The Challenge: How do you present solutions to a problem when an organization doesn’t realize the problem exists? When Gem McCreary, ’13, began working in banking in Colombia in 2016, he reconnected with another Booth classmate, Douglas Nagy, ’13, who worked in consulting. They both noticed little diversity in their respective fields, particularly with respect to Afro-descendant and indigenous employees. An Afro-American business leader himself, he noted similar diversity problems while previously working in Brazil.

The Solution: McCreary and Nagy discovered these communities had limited access to higher education, especially overseas, so there were few job opportunities for them in fields like their own. Meanwhile, local leadership in multinational companies did not prioritize finding racially or ethnically diverse candidates. McCreary realized that to change this situation, he needed a two-pronged approach: increasing enrollment of Afro-descendant and indigenous students in US graduate school programs and also quantitatively demonstrating to companies the importance of diversity.

Since multinational firms rely on MBA graduates for new leadership talent, enrolling Afro-descendant and indigenous students into top US graduate schools would give firms a pipeline of potential employees to improve diversity. Recalling his own background, he knew if these students were to apply and enroll in top US graduate schools, they would need significant support networks, like the kind he relied on at Booth.

He began by reaching out to companies, using data on race and ethnicity gathered by organizations such as the Inter-American Development Bank, the United Nations, and other groups to show statistically the gaps in diversity and inclusion initiatives at multinational companies. When pointing out the problem, he also offered a solution: he would find the talent in underrepresented communities. “You can’t fix anything if you can’t measure it, address it, or see it,” he said. “I used that data to really drive home the point that I was trying to make.”

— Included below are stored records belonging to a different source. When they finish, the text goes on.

PR #5405, opened 2024-01-29
Add a warning for opening a sent email [MAILPOET-5851]

pavel-mailpoet:
## Description

We have the same warning in the old email editor. If a user opens a previously sent email, we add a warning and prevent moving forward by disabling the “Send” button.

## Code review notes

_N/A_

## QA notes

_N/A_

## Linked PRs

[MAILPOET-5851]

## Linked tickets

_N/A_

## After-merge notes

_N/A_

## Tasks

[MAILPOET-5851]: https://mailpoet.atlassian.net/browse/MAILPOET-5851?atlOrigin=eyJpIjoiNWRkNTljNzYxNjVmNDY3MDlhMDU5Y2ZhYzA5YTRkZjUiLCJwIjoiZ2l0aHViLWNvbS1KU1cifQ

### DIFF
--- a/mailpoet/assets/js/src/email-editor/engine/components/notices/sent-email-notice.tsx
+++ b/mailpoet/assets/js/src/email-editor/engine/components/notices/sent-email-notice.tsx
@@ -1,0 +1,31 @@
+import { dispatch, useSelect } from '@wordpress/data';
+import { useEffect } from '@wordpress/element';
+import { store as noticesStore } from '@wordpress/notices';
+import { __ } from '@wordpress/i18n';
+
+import { storeName } from '../../store';
+
+export function SentEmailNotice() {
+  const { isEmailSent } = useSelect(
+    (select) => ({
+      isEmailSent: select(storeName).isEmailSent(),
+    }),
+    [],
+  );
+
+  useEffect(() => {
+    if (isEmailSent) {
+      dispatch(noticesStore).createErrorNotice(
+        __(
+          'This email has already been sent. It can be edited, but not sent again. Duplicate this email if you want to send it again.',
+          'mailpoet',
+        ),
+        {
+          isDismissible: false,
+        },
+      );
+    }
+  }, [isEmailSent]);
+
+  return null;
+}
--- a/mailpoet/assets/js/src/email-editor/engine/components/notices/sent-email-notice.tsx
+++ b/mailpoet/assets/js/src/email-editor/engine/components/notices/sent-email-notice.tsx
@@ -15,7 +15,8 @@ export function SentEmailNotice() {
 
   useEffect(() => {
     if (isEmailSent) {
-      dispatch(noticesStore).createErrorNotice(
+      dispatch(noticesStore).createNotice(
+        'warning',
         __(
           'This email has already been sent. It can be edited, but not sent again. Duplicate this email if you want to send it again.',
           'mailpoet',
--- a/mailpoet/lib/Doctrine/EventListeners/NewsletterListener.php
+++ b/mailpoet/lib/Doctrine/EventListeners/NewsletterListener.php
@@ -16,10 +16,6 @@ class NewsletterListener {
     $this->wp = $wp;
   }
 
-  public function prePersist(): void {
-    // the tests fail without this method
-  }
-
   public function preUpdate(LifecycleEventArgs $eventArgs): void {
     $entity = $eventArgs->getEntity();
     if (!$entity instanceof NewsletterEntity) {
--- a/mailpoet/lib/Doctrine/EventListeners/NewsletterListener.php
+++ b/mailpoet/lib/Doctrine/EventListeners/NewsletterListener.php
@@ -8,8 +8,7 @@ use MailPoet\WP\Functions as WPFunctions;
 use MailPoetVendor\Doctrine\ORM\Event\LifecycleEventArgs;
 
 class NewsletterListener {
-  /** @var WPFunctions */
-  private $wp;
+  private WPFunctions $wp;
 
   public function __construct(
     WPFunctions $wp
--- a/mailpoet/lib/Doctrine/EventListeners/NewsletterListener.php
+++ b/mailpoet/lib/Doctrine/EventListeners/NewsletterListener.php
@@ -1,0 +1,50 @@
+<?php declare(strict_types = 1);
+
+namespace MailPoet\Doctrine\EventListeners;
+
+use MailPoet\Entities\NewsletterEntity;
+use MailPoet\Entities\WpPostEntity;
+use MailPoet\WP\Functions as WPFunctions;
+use MailPoetVendor\Doctrine\ORM\Event\LifecycleEventArgs;
+
+class NewsletterListener {
+  /** @var WPFunctions */
+  private $wp;
+
+  public function __construct(
+    WPFunctions $wp
+  ) {
+    $this->wp = $wp;
+  }
+
+  public function prePersist(): void {
+    // the tests fail without this method
+  }
+
+  public function preUpdate(LifecycleEventArgs $eventArgs): void {
+    $entity = $eventArgs->getEntity();
+    if (!$entity instanceof NewsletterEntity) {
+      return;
+    }
+
+    $unitOfWork = $eventArgs->getEntityManager()->getUnitOfWork();
+
+    /** @var array{status: array{0: string, 1: string}} $changeSet */
+    $changeSet = $unitOfWork->getEntityChangeSet($entity);
+    if (!isset($changeSet['status'])) {
+      return;
+    }
+
+    [$oldStatus, $newStatus] = $changeSet['status'];
+
+    if ($oldStatus !== NewsletterEntity::STATUS_SENT && $newStatus === NewsletterEntity::STATUS_SENT) {
+      $post = $entity->getWpPost();
+      if ($post instanceof WpPostEntity) {
+        $this->wp->wpUpdatePost([
+          'ID' => $post->getId(),
+          'post_status' => NewsletterEntity::STATUS_SENT,
+        ]);
+      }
+    }
+  }
+}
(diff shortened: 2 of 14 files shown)


mailpoet/assets/js/src/email-editor/engine/components/notices/sent-email-notice.tsx
```diff
@@ -0,0 +1,31 @@
...
+  const { isEmailSent } = useSelect(
+    (select) => ({
+      isEmailSent: select(storeName).isEmailSent(),
+    }),
+    [],
+  );
+
+  useEffect(() => {
+    if (isEmailSent) {
+      dispatch(noticesStore).createErrorNotice(
```
lysyjan: Have you considered the use of a warning instead of an error?
The warning notice seems better to me because it looks better and is more accurate to this type of message.

mailpoet/lib/Doctrine/EventListeners/NewsletterListener.php
```diff
@@ -0,0 +1,50 @@
...
+namespace MailPoet\Doctrine\EventListeners;
+
+use MailPoet\Entities\NewsletterEntity;
+use MailPoet\Entities\WpPostEntity;
+use MailPoet\WP\Functions as WPFunctions;
+use MailPoetVendor\Doctrine\ORM\Event\LifecycleEventArgs;
+
+class NewsletterListener {
+  /** @var WPFunctions */
+  private $wp;
```
lysyjan: I noticed you used a typed property in the class EntityManagerFactory.php for the new property, which is pretty nice 👍. Maybe we could also use typed properties in this class and its test. What do you think?

mailpoet/lib/Doctrine/EventListeners/NewsletterListener.php
```diff
@@ -0,0 +1,50 @@
...
+
+  public function __construct(
+    WPFunctions $wp
+  ) {
+    $this->wp = $wp;
+  }
+
+  public function prePersist(): void {
```
lysyjan: I don't think this is necessary. We could update `EventListenersBaseTest::replaceListeners()` by adding an optional parameter with listener events that should be replaced. When the new parameter is optional with the default value `[Events::prePersist, Events::preUpdate]`, then we don't need to touch the other tests extending this class. What do you think about this approach?

mailpoet/lib/Doctrine/EventListeners/NewsletterListener.php
```diff
@@ -0,0 +1,50 @@
...
+
+  public function preUpdate(LifecycleEventArgs $eventArgs): void {
+    $entity = $eventArgs->getEntity();
+    if (!$entity instanceof NewsletterEntity) {
+      return;
+    }
+
+    $unitOfWork = $eventArgs->getEntityManager()->getUnitOfWork();
+
+    /** @var array{status: array{0: string, 1: string}} $changeSet */
```
lysyjan, line 27: FYI, I was digging a bit more about this line required to avoid an error from PHPStan, and I found [this line in our PHPStan baseline](https://github.com/mailpoet/mailpoet/blob/d4d4db7cc5e796a3dbb8cc4e988bbfa0393fc4ca/mailpoet/tasks/phpstan/phpstan-8-baseline.neon#L209-L211). 😬

mailpoet/lib/Doctrine/EventListeners/NewsletterListener.php
```diff
@@ -0,0 +1,50 @@
...
+    }
+
+    [$oldStatus, $newStatus] = $changeSet['status'];
+
+    if ($oldStatus !== NewsletterEntity::STATUS_SENT && $newStatus === NewsletterEntity::STATUS_SENT) {
+      $post = $entity->getWpPost();
+      if ($post instanceof WpPostEntity) {
+        $this->wp->wpUpdatePost([
+          'ID' => $post->getId(),
+          'post_status' => NewsletterEntity::STATUS_SENT,
```
lysyjan, line 40: We set here a post status that is not a part of supported status by default. Maybe we should add this statuses as [a custom status](https://wordpress.org/documentation/article/post-status/#custom-status). What do you think about it? Perhaps this can be solved in another ticket. I just wanted to mention it here to avoid forgetting.

lysyjan (commented):
Good job! I have a few little remarks and will be happy to discuss them.

mailpoet/assets/js/src/email-editor/engine/components/notices/sent-email-notice.tsx
pavel-mailpoet: Hmm, the older email editor displays it as an error, so I made it the same: https://d.pr/i/yrQ6KB

warning is also ok: https://d.pr/i/MuLO7y

I will change it.

mailpoet/lib/Doctrine/EventListeners/NewsletterListener.php
pavel-mailpoet: Hmm, interesting. It didn't occur to me to check the baseline file. What do you suggest? Should we keep this line here, add this file to the base line as well or something else?

mailpoet/lib/Doctrine/EventListeners/NewsletterListener.php
pavel-mailpoet: > What do you think about it?

I am completely not sure. What are the problems or benefits? I mean, this code works, so I am not sure what happens if we don't do it.

And where do you recommend calling the `register_post_status` function?

mailpoet/lib/Doctrine/EventListeners/NewsletterListener.php
lysyjan: I would keep it as it is. If I'm not wrong, we have a ticket for removing baseline files.
I wanted to let you know only the result of my finding.

mailpoet/lib/Doctrine/EventListeners/NewsletterListener.php
lysyjan: >What are the problems or benefits?

I would say we could find some issues when we use our custom post types somewhere in WP UI. So, maybe we can wait with that. I would like to know @costasovo opinion here.

>And where do you recommend calling the register_post_status function?

I think [the place](https://github.com/mailpoet/mailpoet/blob/f9a7ffc337d5fd31c1ff997497ae9aff298c450d/mailpoet/lib/EmailEditor/Engine/EmailEditor.php) when we register custom post type should be fine.

costasovo: > What are the problems or benefits?

@pavel-mailpoet  I share the same concern as @lysyjan. In addition, I haven't searched if there are any existing issues, but I think there is a risk that a post with an unknown status might be treated improperly. For example, some post cleanup plugins may remove it, etc.
Woo [registers the order statuses](https://github.com/woocommerce/woocommerce/blob/0e1239867ad9080ba25f6ba1ce5391db5be95d78/plugins/woocommerce/includes/class-wc-post-types.php#L559).

pavel-mailpoet: I am still trying to figure out the implications. What happens (and changes) when we make the call and register the status? What is the difference? Do I understand correctly that we would call the `register_post_status` only when a user visits the editor? So, if the editor is not active, is the status still unknown?

lysyjan: > What happens (and changes) when we make the call and register the status?

- I'm afraid that our post without registered status could be unexpectedly deleted or updated. For example, the status could be changed to the status `draft`.
- Another aspect could be querying posts via WP_Query because posts with an unknown status would be ignored.
- Integrations with other plugins should be easier for developers when the status is registered.

lysyjan (approved):
Thanks!
LGTM

mailpoet/lib/Doctrine/EventListeners/NewsletterListener.php
costasovo: >  Do I understand correctly that we would call the register_post_status only when a user visits the editor? So, if the editor is not active, is the status still unknown?

@pavel-mailpoet We need to have it registered similarly to the custom post type, as Jan suggested. The [custom post type is registered on every page](https://github.com/mailpoet/mailpoet/blob/trunk/mailpoet/lib/Config/Initializer.php#L557-L560). We also need to consider if we want to put this to Engine namespace or Integration. Currently, we allow integrations to register and configure their own post types, so I would suggest adding it to the integration code.
I think we need to add the custom status after the post type is registered ([here](https://github.com/mailpoet/mailpoet/blob/f9a7ffc337d5fd31c1ff997497ae9aff298c450d/mailpoet/lib/EmailEditor/Engine/EmailEditor.php#L21)) so we will probably need another action in the engine where integration could do something (register custom statuses) after the engine registers all post types.

costasovo: I asked Chat GPT about the consequences of not registering the status. 

Here is what I got:

In WordPress, custom post statuses can be a powerful feature for managing content in a way that goes beyond the default statuses such as "Publish," "Draft," "Pending," etc. To create a custom post status, you indeed use the register_post_status function, which is separate from registering a custom post type (register_post_type). Here's an overview of why and how you should use register_post_status:


#### Why Register
Registering a custom post status using register_post_status integrates your custom status into the WordPress ecosystem properly. This allows you to:

1. Ensure compatibility with WordPress core functions and hooks.
2. Make your custom status available in the WordPress Admin UI, depending on how you configure it.
3. Utilize WordPress functions to set or change the post status, ensuring that your actions are compatible with WordPress's way of handling data.

#### Consequences of Not Registering

1. Lack of Integration: If you don't register the post status and instead directly manipulate the database via SQL to set a custom status, you might face issues with WordPress core functions not recognizing your custom status. This can lead to unexpected behavior in both the admin area and your theme.
2. Upgrade Issues: Directly manipulating the database can lead to compatibility issues when WordPress updates. WordPress updates can change database structures, behaviors, or how core functions work, potentially breaking your custom implementation.
3. Security and Stability: WordPress provides a structured way to interact with its database through functions and APIs, which includes security measures like data sanitization and validation. Bypassing these by directly using SQL queries can introduce security vulnerabilities or data integrity issues.

#### Conclusion
While directly setting a post status via SQL might seem like a shortcut, it's generally advisable to use the WordPress APIs and functions provided. This ensures compatibility, security, and ease of maintenance. Registering custom post statuses through register_post_status is the recommended approach for adding custom statuses to your WordPress site.

pavel-mailpoet: Thanks @costasovo I did the change yesterday and now I fully understand why we need it.

Aschepikov (approved):
GJ!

In 2017 McCreary and Nagy founded TalentoTotal to increase the number of Afro-descendant and indigenous students enrolling in US MBA and law school programs who would go on to work in job placements in Latin America. First, TalentoTotal selects up to 24 candidates each from these underrepresented communities for its MBA and law school programs. Then, these students receive 12 months of guidance and strategy to help them understand the application process and apply to schools in the United States and Europe. When enrolled, each candidate is paired with a local coach for further support.

McCreary, who serves as TalentoTotal’s CEO, said the organization’s first candidate is currently enrolled in an MBA program and has already been hired by the Brazilian office of a large consulting firm. That individual is one of the first black analysts hired by the firm in the 30 years it has operated in Brazil, a country with a majority Afro-descent population.

The Takeaway: Talented employees exist in every culture. Employers should deeply understand the data on the potential gaps at their own companies to guide more inclusive hiring efforts.